Look through the data below and, wherever a line carries the word "https", please copy that line.

(Data supplied)
■ ■ ■ ■
PR #12422, opened 2024-05-15
tests(connect): add DeviceList.init tests

szymonlesisz:
## Description

Prerequisite for multiple future fixes. like https://github.com/trezor/trezor-suite/pull/12411 or multi-transport.

adding `DeviceList` unit tests where multiple cases have unexpected behavior (commented within test case)

PR #12423, opened 2024-05-15
Fix/transport stopped flag

szymonlesisz:
## Description

Based on https://github.com/trezor/trezor-suite/pull/12422

- Transport should be stopped before calling Transport.init or in case when Transport.init throws error
- AbstractApiTransport.acquire listenPromise condition check

### DIFF
--- a/packages/transport/src/transports/abstract.ts
+++ b/packages/transport/src/transports/abstract.ts
@@ -93,7 +93,7 @@ export abstract class AbstractTransport extends TypedEmitter<{
     /**
      * once transport has been stopped, it does not emit any events
      */
-    protected stopped = false;
+    protected stopped = true;
     /**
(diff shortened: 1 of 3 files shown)


mroz22:
please rebase 🙏

packages/transport/src/transports/abstract.ts
```diff
@@ -93,7 +93,7 @@ export abstract class AbstractTransport extends TypedEmitter<{
     /**
      * once transport has been stopped, it does not emit any events
      */
-    protected stopped = false;
+    protected stopped = true;
```
szymonlesisz, line 96: not sure if `stopped` is the best name, `inited` ? `running`?

mroz22: I would go for `dispose` and `disposed`

mroz22 (approved):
■ ■ ■ ■
(Result of the task)
Prerequisite for multiple future fixes. like https://github.com/trezor/trezor-suite/pull/12411 or multi-transport.
Based on https://github.com/trezor/trezor-suite/pull/12422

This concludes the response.